ただ、と僕は思うのですが、あらかじめ自分はこれが好きと知っているものをよりたくさん摂取するのは、心を維持するための栄養であって、心を育てる(変化させる)ための栄養とは違いますよね。自分を安定させるためにまず維持が大切なのはもっともなのですが、維持の次には育てる(変化させる)栄養もまぜてゆくのが、これまで人間の芸術に対する扱い方だったし、それによって、例えば社会全体で「美」とされるものの範囲が広がったり、また、ひとりの人の中でも、初めピンとこなかった作品がやがて響くようになる、という変化が起きたと思うのです。

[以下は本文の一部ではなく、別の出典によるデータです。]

PR #5066, opened 2016-02-25
[Ready to Review] Feature/500 error when accessing log detail

pattisdr:
# Purpose

Issue https://openscience.atlassian.net/browse/OSF-5777

Accessing log detail `/v2/logs/{log_id}/` for a project's logs gives a 500.  

This issue blocks https://openscience.atlassian.net/browse/OSF-5471

# Changes

Instead of using ContributorOrPublic method on log views (which was built for nodes), created a ContributorOrPublicForLogs method which then calls ContributorOrPublic for each of the nodes on the log's backref to see if the user has permission to access the log.

(Will be modified slightly when backrefs are eliminated between nodes and nodelogs).

Tests were already written for these endpoints and were now failing locally before this change.  Are these running on Travis?

### DIFF
--- a/api/logs/permissions.py
+++ b/api/logs/permissions.py
@@ -1,0 +1,19 @@
+# -*- coding: utf-8 -*-
+from rest_framework import permissions
+
+from website.models import Node, NodeLog
+
+from api.nodes.permissions import ContributorOrPublic
+from api.base.utils import get_object_or_error
+
+
+class ContributorOrPublicForLogs(permissions.BasePermission):
+
+    def has_object_permission(self, request, view, obj):
+        assert isinstance(obj, (NodeLog)), 'obj must be a NodeLog, got {}'.format(obj)
+
+        for node_id in obj._backrefs['logged']['node']['logs']:
+            node = get_object_or_error(Node, node_id, display_name='node')
+            if ContributorOrPublic().has_object_permission(request, view, node):
+                return True
+        return False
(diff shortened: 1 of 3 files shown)


sloria:
Change looks good. @pattisdr Can you please add a regression test?

pattisdr:
@sloria, where do regression tests go?  There are already unittests for this.  (When I originally wrote unittests, they were passing. When I pulled from develop, they were failing. This change makes the unittests pass again.)

sloria:
Oh, ok. So there are tests for the log detail endpoint that fail without this change? I didn't see those. There are other tests that were failing on develop, but those were unrelated.

pattisdr:
Yes, these tests were failing before this change:
https://github.com/CenterForOpenScience/osf.io/blob/develop/api_tests/logs/views/test_log_detail.py

I am still confused about it, because I wrote these tests when I did log permissions, and they were originally passing.  When I pulled from develop, they were failing and this change made them pass again.

pattisdr:
Okay, so now I can't duplicate this ^.  I will try to write another test that fails before this change.

pattisdr:
Thanks for helping me figure out a way to test this @sloria.

Added test that tacks `?format=api` onto the end of the log detail request.   The test will fail prior to this fix.  Test needed because the standard api tests were not duplicating the issue getting seeing in the browser.

api/logs/permissions.py
```diff
@@ -0,0 +1,25 @@
...
+
+        if obj._backrefs.get('logged'):
+            for node_id in obj._backrefs['logged']['node']['logs']:
+                node = get_object_or_error(Node, node_id, display_name='node')
+                if ContributorOrPublic().has_object_permission(request, view, node):
+                    return True
+
+        if getattr(obj, 'node'):
+            if ContributorOrPublic().has_object_permission(request, view, obj.node):
+                return True
```
sloria: Minor: you can simplify to

```python
return ContributorOrPublic().has_object_permission(request, view, obj.node)
```

I can make this change  when I merge.

PR #5033, opened 2016-02-15
[Feature][Update] Project mailing lists [OSF-3975]

mfraezz:
Purpose
=======
Allow users to email `<node_guid>@osf.io` to email all subscribed contributors.

Changes
=======

- [X] Models (`Node` updated, `MLEventLog` added, new subscription type)
- [X] Mailing List logging implemented 
- [X] Script added (node.mailing_enabled migration)
- [X] View functions / routes for ML configuration added
- [X] Tests added
- [X] ML Rejection template added
- [x] ML template for sent mail added
- [x] UI Updated to match wireframes
- [x] Manually tested with ngrok

Side Effects
=========
* `catchall()` route on Mailgun for `.*@osf\.io` may need tweaking -- lower priority
* when guid length is changed (e.g. from 5 to 6), Mailgun route will need to be updated accordingly

Notes
--------
1 - Create Mailgun route to catch any email to `.{5}@osf\.io`, use MG UI.

2 - To migrate `mailing_enabled` for all existing nodes, run
```
python -m scripts.migrate_project_mailing_lists
```

3 - Email templates have not been tested for UI correctness. Sendgrid requires domain verification to send emails `From: "<x@domain>"` , so the `SENDGRID_API_KEY`'s account must have verified `osf.io` and `staging.osf.io`. @sloria, please check this during CR.

h/t @XTech2K for doing the [exploratory work](https://github.com/CenterForOpenScience/osf.io/pull/3934) for this

[#OSF-3975]

PR #5069, opened 2016-02-25
add scripts/* to .coveragerc

whit537:
The `scripts` directory is a Python module, it turns out. It should be possible to run coverage reports against it (e.g., https://github.com/CenterForOpenScience/osf.io/pull/5033/files#r54173051).

cf. #4965


sloria:
Thanks!

PR #5072, opened 2016-02-26
[feature] 'Live File' Links for Archived Files

caseyrollins:
##### Purpose
- Currently, when viewing a file that has been archived in a registration, there is no quick/easy way for a user to see the original version of the archived file. This PR generates a URL when an archived OSFS file is viewed which points to the current live file, provided that it has not been deleted. 

##### Changes
- This PR adds the `archived_from_id` field to the `StoredFileNode` model, which is then set when a file archived. 
- This PR also removes the "This project is a registration of this project/component" page alert ***if*** there is an archived file link alert to be shown, in order to prevent cluttering the page (shown below).
 screen shot 2016-03-16 at 3 39 20 pm

##### Notes
- An archived live file link will ***only*** be generated for OSFS files that are archived *after* this PR is merged. Links will not be generated for previously archived files, or for add-on files, as we cannot guarantee that we are linking to the correct live file (we can only make an educated guess based on comparing file names). 

##### JIRA
- [OSF-5160](https://openscience.atlassian.net/browse/OSF-5160)


website/templates/project/project_header.mako
```diff
@@ -106,8 +106,16 @@
...
-
+                % if not file_name:
+                    <div class="alert alert-info">This ${node['node_type']} is a registration of <a class="link-solid" href="${node['registered_from_url']}">this ${node['node_type']}</a>; the content of the ${node['node_type']} has been frozen and cannot be edited.</div>
+                % else:
+                    % if urls.get('archived_from'):
+                        <div class="alert alert-info">This file is part of a registration and is being shown in its archived version (and cannot be altered).
+                            The <a class="link-solid" href="${urls['archived_from']}">active file</a> is viewable from within the <a class="link-solid" href="${node['registered_from_url']}">live ${node['node_type']}</a>.</div>
+                    % else:
+                        <div class="alert alert-info">This ${node['node_type']} is a registration of <a class="link-solid" href="${node['registered_from_url']}">this ${node['node_type']}</a>; the content of the ${node['node_type']} has been frozen and cannot be edited.</div>
```
samanehsan: Since this is the same as above, is there any way to modify this logic so that you don't have to repeat this?

tests/test_addons.py
```diff
@@ -837,6 +838,28 @@ def test_delete_action_for_folder_deletes_subfolders_and_creates_trashed_file_no
...
+    def test_archived_from_url_without_id(self):
+        file_node = self.get_test_file()
+        registered_node = self.project.register_node(
+            schema=get_default_metaschema(),
+            auth=Auth(self.user),
+            data=None,
+        )
+        archived_from_url = views.get_archived_from_url(registered_node, file_node)
+        assert_false(archived_from_url)
+
```
samanehsan: Can you also add a test to check that if a file node is in `TrashedFileNode`, it's archived_from_url is None?

tests/test_addons.py
```diff
@@ -837,6 +838,28 @@ def test_delete_action_for_folder_deletes_subfolders_and_creates_trashed_file_no
...
+    def test_archived_from_url_with_id(self):
+        file_node = self.get_test_file()
+        file_node.archived_from_id = '12345'
+        registered_node = self.project.register_node(
+            schema=get_default_metaschema(),
+            auth=Auth(self.user),
+            data=None,
+        )
+        archived_from_url = views.get_archived_from_url(registered_node, file_node)
+        assert_true(archived_from_url)
```
samanehsan: Can you also assert that the `archived_from_url` is equal to `self.project.registered_from.web_url_for('addon_view_or_download_file', provider=file_node.provider, path=file_node.archived_from_id)`

website/files/utils.py
```diff
@@ -13,6 +13,7 @@ def copy_files(src, target_node, parent=None, name=None):
     cloned.parent = parent
     cloned.node = target_node
     cloned.name = name or cloned.name
+    cloned.archived_from_id = src._id
```
samanehsan: Is `cloned` always an OSF storage file?

samanehsan:
Pass complete @caseyrollins! :sunny:

website/files/utils.py
caseyrollins: Yes! This function is called when OSFS files are archived/copied -- there are similar functions in Waterbutler that are called for add-on files.

caseyrollins:
@samanehsan, I've added those tests and addressed your comments! I also changed the attribute `archived_from_id` to be named `copied_from_id` since it is set when a file is copied.

whit537:
Taking a look ...

tests/test_addons.py
samanehsan: Can you also assert that the `archived_from_url` is what you expect it to be in this test?

samanehsan:
Thanks for making those changes @caseyrollins! Just one more addition to a test & this is good to merge :tada: :sunny:

tests/test_addons.py
samanehsan: Oh actually...how is this test different from `test_archived_from_url`?

caseyrollins: Ah, you're right. The `views.get_archived_from_url` check should just be added to the `test_archived_from_url` test.

caseyrollins:
@samanehsan Done!

website/files/models/base.py
```diff
@@ -137,6 +139,8 @@ class StoredFileNode(StoredObject):
     node = fields.ForeignField('Node', required=True)
     parent = fields.ForeignField('StoredFileNode', default=None)
 
+    copied_from_id = fields.StringField(default=None)
```
sloria: Why store only the ID, rather than making this a ForeignField?

sloria:
Pass finished. Just one question above. Otherwise, this looks good.

caseyrollins:
@sloria, I changed ```copied_from``` to be a ```ForeignField```, so this could use another round of review.

website/files/models/base.py
```diff
@@ -423,6 +422,18 @@ def parent(self, val):
         self.stored_object.parent = val
 
     @property
+    def copied_from(self):
```
sloria: Why are these properties necessary?

sloria:
@caseyrollins +1 to making copied_from a `ForeignField`, but I'm unsure why the properties are necessary. Can you please clarify?

caseyrollins:
@sloria -- discussed in person -- properties in the ```FileNode``` class are necessary to safely access the ```copied_from``` field of the ```StoredFileNode```.

PR #5075, opened 2016-02-26
[WIP] feature/Add "Read More" link to wiki preview

erinspace:
Relates to https://openscience.atlassian.net/browse/OSF-5450

# Purpose 
Previously, when a wiki was too long to be rendered, the text would be truncated and had a '...' appended to the end. This PR refactors this process a bit, making it smoother and taking out some unnecessary  python HTML parsing before the text is rendered fully in javascript.

This PR adds a "Read More" link to wikis that have additonal content on the home page, OR wikis that  have additional content on pages other than the home page.

A "Read More" link is not present when there is additional content in a component's wiki - this was to avoid blank parent wikis with a confusing "Read More" link when their components had wiki content.

# Changes
- wiki_widget.mako:
    - Remove "pre-rendered" wiki html
        - WIki content was being rendered once, then the whole page jumped as javascript appropriately re-rendered wiki content with truncating and appropriate markdown. Removing this in the template prevents this jumping, and shows the content after it is done loading.
    - Add new div with the "Read More" link.
        - I added a new div instead of placing it in the ```markdownRender``` div to avoid the ReadMore link being replaced when the content is re-rendered by js in ```project-dashboard-page.js```
- wiki/views.py:
     - Set the ```more``` variable up front if there are more wiki pages on the current component
    - Remove unnecessary BeautifulSoup html parsing done in the view

# Side effects
- The wiki preview won't be rendered if javascript is disabled - since javascript is doing the rendering of the text

### DIFF
--- a/website/addons/wiki/templates/wiki_widget.mako
+++ b/website/addons/wiki/templates/wiki_widget.mako
@@ -9,6 +9,12 @@
     % endif
 </div>
 
+<div id="more_link">
+    % if more:
+        <a href="${node['url']}${short_name}/">Read More</a>
+    % endif
+</div>
+
 <% import json %>
 <script>
     window.contextVars = $.extend(true, {}, window.contextVars, {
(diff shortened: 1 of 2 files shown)


erinspace:
Reopened in #5093

PR #5076, opened 2016-02-26
Add loading indicator to contributor search

barbour-em:
## Purpose
Before, the user would see 'No results found' even if the search wasn't over. They should know that contributors are still being searched.

## Changes

Add some extra logic to show 'Searching contributors...'

Had to stop it in the debugger to pull off a screenshot which is why it's dark:
screen shot 2016-02-26 at 3 49 33 pm

## Side effects

It occasionally will "flash" locally (where I have about 4 users to search through) but it's not too bad.

[OSF-5654]


sloria:
Ideally, the loading indicator would only show after a few hundred milliseconds to avoid the "flash". This is fine as is for now, though. Thanks for the quick turnaround.

PR #5077, opened 2016-02-26
OSF-4846 Add new field to logFeed.js and change templates for log to …

adlius:
<h3>
Purpose
</h3>
To dynamically change the log template if the registration is cancelled.

<h3>
Changes
</h3>
In logFeed.js, a new field "registrationCancelled" is added so that the template could tell whether a certain registration is cancelled.
In log_templates.mako, knockout conditionals are added so that the template would render with only the node title, instead of a link, when the registration is cancelled.


chennan47:
Pass done. Look fine.

sloria:
I've cherry-picked this into master so that we can get this to prod ASAP.

PR #5083, opened 2016-02-29
fix the resend emails not returning emails

chennan47:
<b>Purpose</b>
Fix resend confirmation for unconfirmed emails don't return emails list. Solves https://openscience.atlassian.net/browse/OSF-5779#add-comment.


sloria:
Build failure is unrelated to this change.

PR #5085, opened 2016-02-29
[RFR] Check to see if there are multiple contributors to remove

billyhunt:
Related to #4799

This fixes a bug found by QA where if there are multiple nodes but the contributor is not on those nodes, then the multiple remove radio button is displayed.  It should not be.

Steps to Reproduce
---------------------------

1.  have a project with components
2.  add a contributor on the project and not on any of the children
3.  try and remove her

Before Fix
----------------------

screen shot 2016-02-29 at 10 02 33 am

After Fix
----------

you see this dialog

screen shot 2016-02-29 at 10 00 50 am

### DIFF
--- a/website/static/js/contribRemover.js
+++ b/website/static/js/contribRemover.js
@@ -128,7 +128,7 @@ var RemoveContributorViewModel = oop.extend(Paginator, {
 
         self.hasChildrenToRemove = ko.computed(function() {
             //if there is more then one node to remove, then show a simplified page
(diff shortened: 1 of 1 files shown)


billyhunt:
@sloria, @nicipfeiffer  found a bug with removing contributors.  If there are multiple child nodes but a given contributor is not on those nodes, it should not offer the ability to remove the user from the child nodes.  Here is the fix.  If you could get it in develop, that would be the :bomb:

PR #5089, opened 2016-02-29
[feature] Fix Retractions Metadata

caseyrollins:
- Fixed incorrect ```node.is_retracted``` check to correctly display retracted registration metadata.
- [OSF-5765]


mfraezz:
LGTM. Passing this to RTM. :star: 

Side note: Ticket says `date_retracted` should be display as well, but as that's not currently being shown it's out of scope of this bug fix. Follow up ticket will be created.

sloria:
Cherry-picked f5d451ae3595ecd02bc1286c6dedd93ec97216ec into release/0.65.0

PR #5092, opened 2016-02-29
Fix project description box in project settings page 

kch8qx:
so that text area can't be resized outside of parent div

[OSF-5103]


caseyrollins:
LGTM. Moving on to RTM. :star:

PR #5745, opened 2016-05-25
Redirect users from unmaintained osf.io/news, to maintained cos.io/news [OSF-6417]

Johnetordoff:
## Purpose

Make sure user aren't exposed to out of date news at osf.io/news

## Changes

New website view function redirects to cos.io/news which is maintained. Deletes unused news.mako.

## Side effects

None that I know of.

## Ticket

No Ticket, but BrianN said I should do this on flowdock, and seems like a simple fix.


website/views.py
```diff
@@ -261,3 +261,7 @@ def redirect_getting_started(**kwargs):
 def redirect_to_home():
     # Redirect to support page
     return redirect('/')
+
+def redirect_to_cosNews(**kwargs):
```
sloria: use snake_case, e.g. `cos_news`.

website/views.py
```diff
@@ -261,3 +261,7 @@ def redirect_getting_started(**kwargs):
...
+    # Redirect to COS News page
+    return redirect('http://cos.io/news/')
```
sloria: Use `https` links.

sloria:
Pass finished.

PR #5748, opened 2016-05-25
[Feature/versions] Surface Versions on files [OSF-6026]

SSJohns:
## Purpose

The changes introduced a feature that would let users see what version of the file they were looking at on the files page. In addition when they clicked that version they would be taken to the files-view page on the Revisions tab, and be able to see what version of the file they would be looking at. Clicking the "Version #" at the top of the page would take them to the Revisions tab and further clicking of it would keep them on that page.

## Changes

I made changes to a lot of files, on the front end I made a versions column on the files tab and in the files view page the version number is displayed alongside the name of the file. 

I was not able to check for dropbox or any other addons, however the workings should be similar. A problem with my machine prevented local testing of those functions. 

All of the features are purely front end changes so it would be hard to implement unit test for them. 

### Before
Before Uno

Before Dos

### After
After One

After Two

### Mobile View
screen shot 2016-07-18 at 3 27 51 pm

screen shot 2016-07-18 at 3 28 06 pm

There was a strange thing happening in the revisions tab, but I doubt that is the fault of any changes I made. It looks like it more has to do with the providers mfr will accept.

screen shot 2016-07-18 at 3 28 24 pm

## Side effects

If the fangorn files are used as a template in any other places the the default columns could be initialized as Name and Version. This behavior might be  undesirable. 

Editied a few inhouse functions that are used in other places. Mainly -fangornTitleColumn to be host to a helper function. This should still work in the way the previous one did in all other places in the code that it is used.

## Ticket

https://openscience.atlassian.net/browse/OSF-6026


website/static/js/fangorn.js
```diff
@@ -1176,36 +1176,45 @@ function gotoFileEvent (item) {
...
-        return m('a.fg-file-links',{ href: '/' + item.data.nodeID.toString() + '/'},
-                item.data.name);
-    }
-    return m('span', item.data.name);
+  var tb = this;
+  return _fangornTitleColumnHelper(tb,item,col,item.data.name,'/','fg-file-links');
+}
+
+function _fangornVersionColumn(item,col) {
+  var tb = this;
```
brianjgeiger: Spacing throughout should be 4 spaces per level of indent.

website/static/js/fangorn.js
```diff
@@ -1157,11 +1157,11 @@ function _fangornUploadMethod(item) {
     return configOption || 'PUT';
 }
 
-function gotoFileEvent (item) {
+function gotoFileEvent (item, toUrl) {
```
brianjgeiger: Don't feel the need to change this, but if you'd wanted to you could have checked to see if toUrl was defined and, if not, set it to '/'. That would have kept the interface the same for existing usages while still allowing you to add the new functionality.

SSJohns: I checked around and I think goToFileEvent is only used in this file, that's why I did it that way.

website/static/js/filepage/index.js
```diff
@@ -363,6 +363,64 @@ var FileViewPage = {
         }, 1000);
 
         self.mfrIframeParent = $('#mfrIframeParent');
+        function goToRevisions(e){
+          var editable = self.editor && self.editor.selected;
+          var viewable = self.mfrIframeParent.is(':visible');
+          if (editable || viewable){
```
brianjgeiger: Since you're checking for both viewable and editable individually inside this block, and you aren't doing anything else inside this block, I suspect this if statement can be safely removed.

website/static/js/filepage/index.js
```diff
@@ -363,6 +363,64 @@ var FileViewPage = {
...
+          }
+          self.revisions.selected = true;
+        }
+
+        function changeVersionHeader(value){
+          m.render(document.getElementById('version-link'), m('a', {onclick: goToRevisions},'(Version:  ' + String(value) + ')'));
+        }
+
+        function httpGetAsync(theUrl, callback) {
+            var xmlHttp = new XMLHttpRequest();
```
brianjgeiger: Why XML HTTP? I think all of the endpoints we talk to regularly are json, yes?

website/static/js/filepage/index.js
```diff
@@ -363,6 +363,64 @@ var FileViewPage = {
...
+            xmlHttp.send(null);
+        }
+
+        function setVersionHeader(responseText) {
+            var obj = JSON.parse(responseText);
+            changeVersionHeader(obj.data[0].version);
+        }
+
+        //anchor checking hack that will select if true
+        var idx = window.location.href.indexOf('?');
```
brianjgeiger: Check out URI.js - it should be better than string manipulation and we already use it in our stack. https://medialize.github.io/URI.js/

website/templates/project/view_file.mako
```diff
@@ -15,6 +15,7 @@
     <h2 class="break-word">
       ## Split file name into two parts: with and without extension
       ${file_name_title | h}<span id="file-ext">${file_name_ext | h}</span>
+      <a id="version-link"><span id="version-number"></span></a>
```
brianjgeiger: This seems a little odd and unlike the way we're doing things elsewhere in the file (such as right above and right below), but I'm not positive because I'm not big into mithril and am not sure if this is proper.

brianjgeiger:
Okay, a couple of places where there are better tools that you could be using, and one place where I'm not sure if you're handling the templating portion right or not. Pass done. 🐧 Once you've finished with these changes and get it working again, please schedule a product demo with Nici and/or Sara before putting it back into code review so they can approve your implementation.

website/static/js/filepage/index.js
SSJohns: I think the if statement is made to uncheck the tabs that are not being used. So if I am moving things to the revisions tab I need this if to make sure that the views and edits tab are not going to stay highlighted.

brianjgeiger: Right, but inside this block you have an `if (viewable)` and and `if (editable)` and that's it. So you should be able to safely remove the outer if statement and just keep the inner block. I.e.
```
var editable = self.editor && self.editor.selected;
var viewable = self.mfrIframeParent.is(':visible');
if (viewable){
    self.mfrIframeParent.toggle();
}
if (editable) {
    self.editor.selected = false;
}
self.revisions.selected = true;
```
*should* work exactly the same as the code you have, yes?

website/static/js/filepage/index.js
SSJohns: Implemented.

website/static/js/filepage/index.js
SSJohns: I don't understand, that is the way to get a json response. Are you saying I should use JSONRequest instead? This code just issues a request and returns data that is parsed as a json. The method to get that json shouldn't matter. Unless you specifically want me to use Ajax or jQuery this method works without relying on importing any more libraries or using too much overhead.

website/static/js/filepage/index.js
SSJohns: Umm, yeah I can do it that way. I just had it this way because elsewhere in the file I saw that they did this and I assumed it was to avoid extraneous if checks so I just followed that style. I can change it though.

website/static/js/filepage/index.js
SSJohns: Nvm, eliminated this function completely.

website/static/js/filepage/index.js
brianjgeiger: Please do change it. It's entirely trivial from a performance view either way, but in this case the code is entirely redundant.

website/addons/base/views.py
```diff
@@ -571,6 +571,7 @@ def addon_deleted_file(auth, node, error_type='BLAME_PROVIDER', **kwargs):
         'file_path': file_path,
         'file_name_title': file_name_title,
         'file_name_ext': file_name_ext,
+        'version_id': version.identifier,
```
mfraezz: `version` isn't defined here. It might be `kwargs`, but even if so this will cause issues.

SSJohns: Yeah, I'm trying to fix that now so it will pass the Travis test. Someone suggested I rewrite the test because I added it, does that sound like it's along the right tracks?

website/addons/base/views.py
```diff
@@ -571,7 +571,6 @@ def addon_deleted_file(auth, node, error_type='BLAME_PROVIDER', **kwargs):
         'file_path': file_path,
         'file_name_title': file_name_title,
         'file_name_ext': file_name_ext,
-        'version_id': version.identifier,
```
brianjgeiger: As @mfraezz indicated, this was failing because deleted files don't have a version, so when it tried to access version.identifier, there was an error. This is _proooobably_ okay, but another way to have fixed it would have been to do `'version_id': None,` instead, which would keep the option serialized but ensure that it was null when it made it to the outside world.

All that being said, I don't think anything's using the version field on a deleted file, although I also don't know who would be using `addon_deleted_file()` at all. Have you gone through and found out what uses `addon_deleted_file()` and done manual testing to ensure that it won't be problematic?

SSJohns: I've at least gone through and made sure no file that uses `addon_deleted_file() `need the version. In the way it is now the code for this part is exactly how it was before I started work on this project, any errors that would result would not be related to my ticket. Saying that I've checked and nothing I changed relies on `addon_deleted_file()` and there are no errors that I have seen.

website/static/js/fangorn.js
```diff
@@ -1280,6 +1291,13 @@ function _fangornResolveRows(item) {
     });
 
     if (item.data.kind === 'file') {
+      default_columns.push(
+      {
+        data: 'version',
```
brianjgeiger: What are you using for an editor or IDE? It should be able to use the project's .jshintrc to know how many spaces there are per tab in a javascript file so you don't have to deal with it manually. See if you can get that fixed and then go ahead and clean up the spaces from this commit.

brianjgeiger:
Pass done. 🐧 

- [ ] Verify you're not breaking anything by not having a version serialized for 
- [ ] Fix your setup to use the .jshintrc
- [ ] Fix spaces

brianjgeiger:
Fantastic. Could you add Before and After screenshots to the Changes section so QA knows what to look for? Then this should be good to go. 🎉 🐧 🎉

website/static/js/filepage/index.js
```diff
@@ -363,6 +364,37 @@ var FileViewPage = {
...
+                self.mfrIframeParent.toggle();
+            }
+            if (editable) {
+                self.editor.selected = false;
+            }
+            self.revisions.selected = true;
+        }
+
+        function changeVersionHeader(){
+            m.render(document.getElementById('version-link'), m('a', {onclick: goToRevisions}, document.getElementById('version-link').innerHTML));
```
sloria: As per COSDev, use `lowerCamelCase` for CSS IDs.

website/static/js/filepage/index.js
```diff
@@ -363,6 +364,37 @@ var FileViewPage = {
...
+        }
+
+        //anchor checking hack that will select if true
+        var idx = window.location.href.indexOf('?');
+        var idx_uri = (idx > 0) ? URI.parseQuery(window.location.href.slice(idx)) : '';
```
sloria: As per COSDev, use `lowerCamelCase` for variable names.

sloria: We have a helper for parsing query params, `osfHelpers.urlParams`. Use this instead.

SSJohns: Above Brian said to use URI.js because we also already use this on our stack. Is the osfhelpers on top of uri?

sloria: We use URI.js for building URLs, but not for reading query params.

brianjgeiger: As a general rule, especially for using our helper functions, @sloria will give better advice than I do.

website/static/js/filepage/index.js
```diff
@@ -363,6 +364,37 @@ var FileViewPage = {
         }, 1000);
 
         self.mfrIframeParent = $('#mfrIframeParent');
+        function goToRevisions(e){
+            var editable = self.editor && self.editor.selected;
```
sloria: Rather than doing all this work to manipulate the DOM and modify the controller state, could you just link to `?show=revision`?

We modify the user's query params in other parts of the site. `website/statis/js/search.js` should have examples of this.

This will allow the user to use the "Back" button to go back to the default file view. It will also allow the user to copy and paste the URL for revisions.

sloria:
Pass finished.

website/static/js/filepage/index.js
SSJohns: Coo

website/static/js/filepage/index.js
SSJohns: Are you saying redirect to `?show=revision` when ever this is called?

sloria: Essentially. Use history.js to modify the query parameters without doing a page refresh. If our components are wired correctly, simply changing that query parameter should enable the revisions view.

brianjgeiger:
Looks like there are merge conflicts and a request, "From the Product Consults flow: the link should toggle the revisions view, i.e. clicking alternately shows and hides the revisions view. Shaquille Johnson Can you please update your PR with this behavior?"

sloria:
@SSJohns This is not working after the latest updates. When I click the "Version: " link, a JS error occurs.

osf___dads_jpg

and the Revisions tab does not get displayed.

sloria:
I'll continue my CR when this is in a working state.

sloria:
Pinging @pattisdr to make her aware of this feature, since she is working on porting the file detail page.

caneruguz:
@SSJohns this adds a column to the files view. Did you check if the mobile view is still working well with the columns? Maybe put a screenshot. Also the project summary files widget screen shot would also be useful.

SSJohns:
Hello, and yeah other changes in develop have added columns as well. It may be getting slightly cramped in the view though, but I don't think a column based webpage is really meant to be viewed in mobile.

caneruguz:
If I'm not mistaken around 6-8% of our users do use their mobile phones. Whether we think a column based web page is meant to be used in mobile or not we do need to provide a working version to the users who are accessing their files from their phones. Cramped view may itself not be a problem, but we do need to address how the view is. Can you please add the screenshots? 

@sloria

SSJohns:
Oh sorry, I didn't mean to make it sound like I wasn't adding the screenshot, I added the screen shot right before I posted my comment. I just meant to point out that other people have been adding to the file view and I was not sure how I would address this because it is very out of line with my ticket and PR.

caneruguz:
@SSJohns That's fair, and why it's all the more important to highlight this point. The sizing looks fine for the moment, but we will keep an eye on what else is being added. We will probably look into how to make the column names clear when truncated, but that's not necessarily part of this PR, probably another ticket would need to be made. I'll look into that. Thanks!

さらに痛感するのは、最近の日本では、「自分を育てる」という「楽しみ」がどうも忘れられているんじゃないかということです。かたや「変化しないと生き残れないぞ」という脅迫は日本のあちこちから聞こえてきて、そのせいでかえって人々は「自分の心を維持すること」に必死になってしまいますが、変化というのは脅迫されてやるものじゃないでしょう。変化は、楽しいから、できるのではないでしょうか。人生は「ガマンして生きる」には長すぎます。たぶん人生は楽しむべきものであって、それには「自分を育てるという、人生最大の(最長の)楽しみ」を携えるのがいちばんですよね。
自分を育てるための栄養、は、その効果がわかるのにちょっと時間がかかります。この春、SPACで、ぜひ「未来の自分の心の一部分」になる作品と出会っていただければと願っています。
2025年2月18日
SPAC芸術総監督 宮城 聰
宮城聰(SPAC芸術総監督)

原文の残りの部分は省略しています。